## Aim of the exercise
The records below hold a stretch from the line with "Definitely agreed with" through the line with "As pointed out"; return exactly those lines, ends included, and nothing more.

## Entries provided

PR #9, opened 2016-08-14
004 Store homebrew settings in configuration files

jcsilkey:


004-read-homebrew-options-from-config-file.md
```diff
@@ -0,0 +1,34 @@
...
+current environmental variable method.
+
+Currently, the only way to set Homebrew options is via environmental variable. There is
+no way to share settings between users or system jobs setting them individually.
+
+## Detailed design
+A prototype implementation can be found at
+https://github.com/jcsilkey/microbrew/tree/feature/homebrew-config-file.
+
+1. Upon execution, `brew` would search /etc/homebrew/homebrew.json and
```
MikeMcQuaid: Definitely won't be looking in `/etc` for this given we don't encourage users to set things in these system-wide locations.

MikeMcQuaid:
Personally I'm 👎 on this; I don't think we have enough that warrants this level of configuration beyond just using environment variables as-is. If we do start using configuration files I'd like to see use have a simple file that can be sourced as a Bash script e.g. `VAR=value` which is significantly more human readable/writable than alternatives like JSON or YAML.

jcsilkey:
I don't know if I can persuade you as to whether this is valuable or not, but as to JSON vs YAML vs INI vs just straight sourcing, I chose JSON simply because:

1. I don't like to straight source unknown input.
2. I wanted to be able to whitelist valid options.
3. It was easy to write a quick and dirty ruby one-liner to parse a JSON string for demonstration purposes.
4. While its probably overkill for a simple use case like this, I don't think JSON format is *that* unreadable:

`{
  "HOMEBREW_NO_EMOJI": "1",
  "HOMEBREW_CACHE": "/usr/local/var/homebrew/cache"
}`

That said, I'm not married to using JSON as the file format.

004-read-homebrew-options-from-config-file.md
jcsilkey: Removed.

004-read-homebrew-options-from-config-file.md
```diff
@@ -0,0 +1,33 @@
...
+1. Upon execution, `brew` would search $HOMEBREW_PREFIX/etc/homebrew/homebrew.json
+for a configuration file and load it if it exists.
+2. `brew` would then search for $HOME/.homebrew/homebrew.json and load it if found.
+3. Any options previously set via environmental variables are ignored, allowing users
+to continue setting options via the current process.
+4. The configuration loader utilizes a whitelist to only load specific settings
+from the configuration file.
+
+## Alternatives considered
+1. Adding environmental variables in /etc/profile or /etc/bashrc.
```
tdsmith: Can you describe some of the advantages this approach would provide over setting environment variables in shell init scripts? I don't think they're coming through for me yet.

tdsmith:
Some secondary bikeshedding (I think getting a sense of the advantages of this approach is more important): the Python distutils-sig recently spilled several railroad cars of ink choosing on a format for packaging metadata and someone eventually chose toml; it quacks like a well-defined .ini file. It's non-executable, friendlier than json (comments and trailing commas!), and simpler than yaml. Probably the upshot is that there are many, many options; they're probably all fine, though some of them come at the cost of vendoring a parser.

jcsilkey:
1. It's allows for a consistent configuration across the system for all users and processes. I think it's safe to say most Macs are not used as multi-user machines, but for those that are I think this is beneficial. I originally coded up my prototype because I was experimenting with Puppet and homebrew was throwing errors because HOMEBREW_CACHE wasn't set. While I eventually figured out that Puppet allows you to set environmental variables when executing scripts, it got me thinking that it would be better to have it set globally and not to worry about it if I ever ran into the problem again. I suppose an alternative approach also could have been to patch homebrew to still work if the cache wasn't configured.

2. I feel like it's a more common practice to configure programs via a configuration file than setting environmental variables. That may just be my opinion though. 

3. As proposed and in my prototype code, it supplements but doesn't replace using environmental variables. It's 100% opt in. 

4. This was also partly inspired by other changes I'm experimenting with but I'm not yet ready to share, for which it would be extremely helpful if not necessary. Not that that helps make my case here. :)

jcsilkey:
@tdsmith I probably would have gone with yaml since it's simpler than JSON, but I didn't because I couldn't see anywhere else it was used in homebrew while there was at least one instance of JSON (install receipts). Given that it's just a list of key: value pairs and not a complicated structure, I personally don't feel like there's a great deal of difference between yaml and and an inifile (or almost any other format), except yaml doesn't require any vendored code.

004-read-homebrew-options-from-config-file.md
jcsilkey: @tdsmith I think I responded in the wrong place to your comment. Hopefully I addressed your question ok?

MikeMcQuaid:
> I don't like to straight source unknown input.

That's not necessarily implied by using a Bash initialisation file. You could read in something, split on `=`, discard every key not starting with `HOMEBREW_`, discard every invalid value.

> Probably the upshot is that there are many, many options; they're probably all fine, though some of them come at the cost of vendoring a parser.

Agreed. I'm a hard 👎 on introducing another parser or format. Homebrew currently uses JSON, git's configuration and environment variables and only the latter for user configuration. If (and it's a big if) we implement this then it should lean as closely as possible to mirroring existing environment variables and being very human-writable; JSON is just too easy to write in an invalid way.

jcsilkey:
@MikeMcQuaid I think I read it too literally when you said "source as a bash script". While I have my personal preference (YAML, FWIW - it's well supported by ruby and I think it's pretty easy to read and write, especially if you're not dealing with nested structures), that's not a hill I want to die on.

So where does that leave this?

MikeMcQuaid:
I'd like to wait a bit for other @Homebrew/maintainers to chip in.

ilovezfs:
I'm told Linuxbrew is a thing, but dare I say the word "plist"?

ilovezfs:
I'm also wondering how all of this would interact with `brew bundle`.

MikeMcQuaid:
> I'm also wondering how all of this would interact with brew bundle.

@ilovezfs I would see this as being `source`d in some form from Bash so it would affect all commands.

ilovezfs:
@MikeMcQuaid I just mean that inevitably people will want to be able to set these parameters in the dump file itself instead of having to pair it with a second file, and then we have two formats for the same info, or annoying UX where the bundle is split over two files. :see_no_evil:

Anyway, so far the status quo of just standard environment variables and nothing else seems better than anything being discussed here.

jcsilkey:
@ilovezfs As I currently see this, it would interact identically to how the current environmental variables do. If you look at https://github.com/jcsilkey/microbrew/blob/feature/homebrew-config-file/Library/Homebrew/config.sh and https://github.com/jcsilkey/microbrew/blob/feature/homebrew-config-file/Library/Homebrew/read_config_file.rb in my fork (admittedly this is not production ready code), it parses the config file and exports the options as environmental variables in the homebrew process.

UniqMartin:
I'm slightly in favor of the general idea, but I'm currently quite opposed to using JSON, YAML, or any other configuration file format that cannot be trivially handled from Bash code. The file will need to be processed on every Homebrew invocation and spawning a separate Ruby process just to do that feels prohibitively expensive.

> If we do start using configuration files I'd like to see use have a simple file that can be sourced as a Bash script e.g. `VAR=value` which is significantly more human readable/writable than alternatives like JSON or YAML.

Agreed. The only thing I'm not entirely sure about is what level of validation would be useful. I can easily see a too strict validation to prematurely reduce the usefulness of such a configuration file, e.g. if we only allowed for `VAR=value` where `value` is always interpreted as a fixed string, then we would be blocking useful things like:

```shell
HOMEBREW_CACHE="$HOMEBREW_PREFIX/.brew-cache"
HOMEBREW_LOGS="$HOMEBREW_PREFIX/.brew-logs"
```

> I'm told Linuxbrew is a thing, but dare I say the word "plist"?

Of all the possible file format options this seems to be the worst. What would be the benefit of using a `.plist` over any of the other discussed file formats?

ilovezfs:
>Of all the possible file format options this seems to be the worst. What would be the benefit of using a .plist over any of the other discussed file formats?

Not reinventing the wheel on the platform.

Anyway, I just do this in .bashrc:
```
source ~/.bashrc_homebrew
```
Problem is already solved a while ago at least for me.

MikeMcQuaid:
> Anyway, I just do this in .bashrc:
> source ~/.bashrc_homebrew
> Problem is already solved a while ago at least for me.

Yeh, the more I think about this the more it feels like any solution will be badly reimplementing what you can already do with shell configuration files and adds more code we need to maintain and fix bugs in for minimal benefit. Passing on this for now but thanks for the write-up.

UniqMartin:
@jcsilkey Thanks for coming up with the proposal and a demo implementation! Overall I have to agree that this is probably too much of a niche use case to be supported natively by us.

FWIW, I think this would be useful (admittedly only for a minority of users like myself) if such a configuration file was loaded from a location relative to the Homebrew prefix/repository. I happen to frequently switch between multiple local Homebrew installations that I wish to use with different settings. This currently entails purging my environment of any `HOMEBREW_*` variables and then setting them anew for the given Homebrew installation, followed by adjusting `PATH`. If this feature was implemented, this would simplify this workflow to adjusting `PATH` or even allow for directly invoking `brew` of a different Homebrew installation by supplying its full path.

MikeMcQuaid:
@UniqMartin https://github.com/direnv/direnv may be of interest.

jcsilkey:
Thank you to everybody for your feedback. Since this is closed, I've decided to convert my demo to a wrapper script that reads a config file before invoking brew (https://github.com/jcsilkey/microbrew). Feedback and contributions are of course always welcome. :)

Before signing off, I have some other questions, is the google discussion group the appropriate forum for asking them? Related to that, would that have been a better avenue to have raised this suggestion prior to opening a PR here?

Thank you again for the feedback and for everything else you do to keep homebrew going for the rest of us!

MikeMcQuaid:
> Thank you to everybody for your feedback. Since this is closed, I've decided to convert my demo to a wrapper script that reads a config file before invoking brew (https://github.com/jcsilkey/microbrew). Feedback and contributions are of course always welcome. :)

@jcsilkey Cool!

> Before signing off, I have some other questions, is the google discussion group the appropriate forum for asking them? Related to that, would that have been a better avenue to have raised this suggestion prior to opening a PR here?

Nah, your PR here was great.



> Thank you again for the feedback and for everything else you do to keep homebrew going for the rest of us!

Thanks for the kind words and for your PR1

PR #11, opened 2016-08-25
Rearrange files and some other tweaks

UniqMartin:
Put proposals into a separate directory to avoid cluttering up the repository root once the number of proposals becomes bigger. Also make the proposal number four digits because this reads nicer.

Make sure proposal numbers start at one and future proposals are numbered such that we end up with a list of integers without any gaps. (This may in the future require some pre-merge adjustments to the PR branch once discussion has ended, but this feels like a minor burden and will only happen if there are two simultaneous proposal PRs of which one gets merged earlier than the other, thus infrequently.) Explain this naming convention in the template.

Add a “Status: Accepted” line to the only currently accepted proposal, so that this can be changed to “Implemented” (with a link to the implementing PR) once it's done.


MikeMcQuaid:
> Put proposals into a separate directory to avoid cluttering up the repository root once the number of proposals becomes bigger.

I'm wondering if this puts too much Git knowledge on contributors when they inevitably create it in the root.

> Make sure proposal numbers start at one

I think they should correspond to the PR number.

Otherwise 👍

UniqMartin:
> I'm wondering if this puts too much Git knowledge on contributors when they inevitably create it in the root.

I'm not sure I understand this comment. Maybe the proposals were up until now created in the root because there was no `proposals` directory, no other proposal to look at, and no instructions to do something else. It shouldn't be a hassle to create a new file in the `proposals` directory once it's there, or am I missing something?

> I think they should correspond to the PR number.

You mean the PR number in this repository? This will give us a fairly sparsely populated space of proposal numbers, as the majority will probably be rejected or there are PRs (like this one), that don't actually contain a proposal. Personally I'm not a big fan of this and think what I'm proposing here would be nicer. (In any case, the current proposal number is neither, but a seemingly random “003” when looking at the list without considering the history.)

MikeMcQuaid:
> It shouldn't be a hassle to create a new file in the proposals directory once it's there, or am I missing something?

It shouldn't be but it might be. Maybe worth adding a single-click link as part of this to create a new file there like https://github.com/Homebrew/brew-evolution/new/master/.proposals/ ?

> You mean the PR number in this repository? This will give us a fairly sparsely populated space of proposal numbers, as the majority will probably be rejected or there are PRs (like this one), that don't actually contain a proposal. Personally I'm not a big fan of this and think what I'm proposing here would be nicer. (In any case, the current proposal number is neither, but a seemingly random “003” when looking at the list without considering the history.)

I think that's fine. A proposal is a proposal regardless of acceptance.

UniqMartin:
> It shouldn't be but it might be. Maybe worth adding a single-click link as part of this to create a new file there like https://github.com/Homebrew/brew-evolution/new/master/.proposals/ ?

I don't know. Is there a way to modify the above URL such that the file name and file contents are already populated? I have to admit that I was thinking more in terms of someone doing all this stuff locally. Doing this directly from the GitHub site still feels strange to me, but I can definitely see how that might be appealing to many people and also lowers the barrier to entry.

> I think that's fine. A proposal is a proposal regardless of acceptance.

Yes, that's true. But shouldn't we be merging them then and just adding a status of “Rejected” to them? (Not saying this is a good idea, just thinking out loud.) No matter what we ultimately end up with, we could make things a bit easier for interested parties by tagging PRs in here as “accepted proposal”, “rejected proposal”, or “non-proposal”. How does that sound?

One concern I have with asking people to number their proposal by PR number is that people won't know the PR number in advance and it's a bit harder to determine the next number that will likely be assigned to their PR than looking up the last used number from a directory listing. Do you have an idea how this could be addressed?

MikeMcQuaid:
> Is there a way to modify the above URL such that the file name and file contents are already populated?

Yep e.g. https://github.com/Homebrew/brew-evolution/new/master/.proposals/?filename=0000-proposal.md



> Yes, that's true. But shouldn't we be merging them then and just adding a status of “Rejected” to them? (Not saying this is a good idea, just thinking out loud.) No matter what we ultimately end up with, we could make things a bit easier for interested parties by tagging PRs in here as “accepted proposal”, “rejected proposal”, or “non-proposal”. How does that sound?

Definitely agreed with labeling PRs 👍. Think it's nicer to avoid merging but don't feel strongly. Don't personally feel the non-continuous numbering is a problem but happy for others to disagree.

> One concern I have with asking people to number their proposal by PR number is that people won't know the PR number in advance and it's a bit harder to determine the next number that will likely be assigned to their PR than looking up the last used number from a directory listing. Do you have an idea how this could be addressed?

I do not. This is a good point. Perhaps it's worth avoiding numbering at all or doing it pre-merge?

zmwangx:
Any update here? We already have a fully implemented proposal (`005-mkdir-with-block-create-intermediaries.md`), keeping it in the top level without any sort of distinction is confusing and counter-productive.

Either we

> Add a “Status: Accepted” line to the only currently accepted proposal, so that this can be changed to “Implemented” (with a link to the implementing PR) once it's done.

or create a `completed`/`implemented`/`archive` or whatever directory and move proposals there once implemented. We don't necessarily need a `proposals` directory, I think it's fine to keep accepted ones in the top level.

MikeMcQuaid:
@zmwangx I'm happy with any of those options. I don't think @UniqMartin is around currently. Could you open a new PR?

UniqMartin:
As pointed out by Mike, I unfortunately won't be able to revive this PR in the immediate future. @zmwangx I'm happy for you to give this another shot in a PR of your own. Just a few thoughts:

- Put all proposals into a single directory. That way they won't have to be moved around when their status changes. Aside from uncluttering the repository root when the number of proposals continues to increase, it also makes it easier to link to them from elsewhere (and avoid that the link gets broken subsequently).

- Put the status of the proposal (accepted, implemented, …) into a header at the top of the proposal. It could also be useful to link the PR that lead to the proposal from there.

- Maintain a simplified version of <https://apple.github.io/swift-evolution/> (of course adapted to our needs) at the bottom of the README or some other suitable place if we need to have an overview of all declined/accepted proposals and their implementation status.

## Output below
Definitely agreed with labeling PRs 👍. Think it's nicer to avoid merging but don't feel strongly. Don't personally feel the non-continuous numbering is a problem but happy for others to disagree.

> One concern I have with asking people to number their proposal by PR number is that people won't know the PR number in advance and it's a bit harder to determine the next number that will likely be assigned to their PR than looking up the last used number from a directory listing. Do you have an idea how this could be addressed?

I do not. This is a good point. Perhaps it's worth avoiding numbering at all or doing it pre-merge?

zmwangx:
Any update here? We already have a fully implemented proposal (`005-mkdir-with-block-create-intermediaries.md`), keeping it in the top level without any sort of distinction is confusing and counter-productive.

Either we

> Add a “Status: Accepted” line to the only currently accepted proposal, so that this can be changed to “Implemented” (with a link to the implementing PR) once it's done.

or create a `completed`/`implemented`/`archive` or whatever directory and move proposals there once implemented. We don't necessarily need a `proposals` directory, I think it's fine to keep accepted ones in the top level.

MikeMcQuaid:
@zmwangx I'm happy with any of those options. I don't think @UniqMartin is around currently. Could you open a new PR?

UniqMartin:
As pointed out by Mike, I unfortunately won't be able to revive this PR in the immediate future. @zmwangx I'm happy for you to give this another shot in a PR of your own. Just a few thoughts:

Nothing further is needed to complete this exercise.